The Genesis Machine by James P. Hogan

And then the J-bomb went into action again.

The swarms of interceptors were methodically cut to shreds and then obliterated. The attacking salvos from the West were allowed to penetrate just far enough—far enough to act as bait to draw up the last of the defending missiles; then they too were destroyed. The destruction of the West’s own attack force did not produce any reactions of surprise or anger now; the watchers around the Operational Command Floor had already resigned themselves to being merely puppets in the design that Clifford and Aub were revealing. They had all played out their assigned roles on cue as unerringly and as surely as if they had been manipulated on physical strings.

Carlohm watched as the last scattered defenders were mopped up and the green attack pattern ground to a final halt.

“I wonder what they’ll make of that,” he commented. “They’ll know that none of their interceptors were getting through. It sure as hell wasn’t them that stopped it.”

Then it was all over. The entire war machine, which had required forty years and the lion’s share of the world’s finance, industry, and talents to conceive and put together, had been wiped from the face of Earth in less than an hour. Not a single manned target on either side had been attacked successfully and, as far as anybody could tell, there had not been a single casualty.

Sherman stood for a long time gazing up at the now inanimate display, faithfully preserving its record of the things that had happened through every agonizing second of that hour. There was an expression of wonder on his face, a mixture of awe and almost reverence, as if he alone could divine a deeper meaning to it all. The rest of the room remained silent, still savoring the relief and the sweet taste of the reprieve that none had dreamed possible.

Suddenly the operator at the communications console sat forward as words began appearing on the screen before him. He read for a moment, then looked towards Carlohm.

“It’s a reply to the ultimatum,” he announced.

Carlohm strode over and looked over his shoulder. Then the general turned. “Beijing has ordered immediate cease-fires in India and Russia,” he informed the room. “Also, they agree unconditionally to all the demands that we have put to them.” Forgetting his formal duties for a moment he added wryly: “Boy—we sure must have scared the shit outa those bastards!”

Chapter 24

The atmosphere at the meeting, called on the afternoon of the following day at the White House, was still one of dazed bewilderment. To make matters worse, a completely new and unexpected complication had been added to the already unprecedented situation that confronted the men sitting around the table in the President’s private conference room.

Vice President Donald Reyes leaned forward in his chair and looked at William Foreshaw with a mixture of noncomprehension and plain disbelief.

“Sorry, Bill, I’m not quite with you,” he said. “Just say that again, will you?”
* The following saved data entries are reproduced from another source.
PR #854, opened 2020-01-04
[WIP] 16.0.0

vova-lantsov-dev:
* **Removed events** `OnMessage`, `OnUpdate`, etc.
* **Removed methods** `StartReceiving()` / `StopReceiving()`
* **`HttpClient` is exposed publicly** for easier customization
* **All types, exceptions and interfaces moved** to `Telegram.Bot.Core` project
* **Support for multiple JSON serializers** (`System.Text.Json`, `Newtonsoft.Json`) based on `DataContractAttribute` and `DataMemberAttribute`
* **JsonConverter property** in `ITelegramBotClient`
* **Prepared for C# 8.0** (nullable reference types)
* **Prepared for `netcoreapp3.x`** (code analysis attributes such as `NotNullAttribute`)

“I said,” the Defense Secretary replied, “that they haven’t just taken out the whole of the world’s capacity to wage global nuclear war; they have totally and completely paralyzed the possibility of any kind of strategic military operations for at least the next hundred years! They’ve demolished the whole structure of the East-West political balance of power.”

“That’s what I thought you said. Now could you explain it?”

Foreshaw passed his hand wearily across a brow that had been creased with concentration for most of the previous twenty-four hours.

“Aw, hell, this all gets a bit technical. Pat, go through it again, would you?”

Patrick Cleary, the principal Presidential adviser on computing matters, nodded from the far end and cleared his throat.

“Before they came out of the Control Room at Brunnermont yesterday, the last thing they did was activate a complicated system of interlocked programs in the supervisory BIAC . . . that’s the main computer that controls all the rest. It appears that the only person who knew that these programs even existed in the system at all was Dr. Clifford; he’d begun developing them even before he and his team moved from Sudbury to Brunnermont.”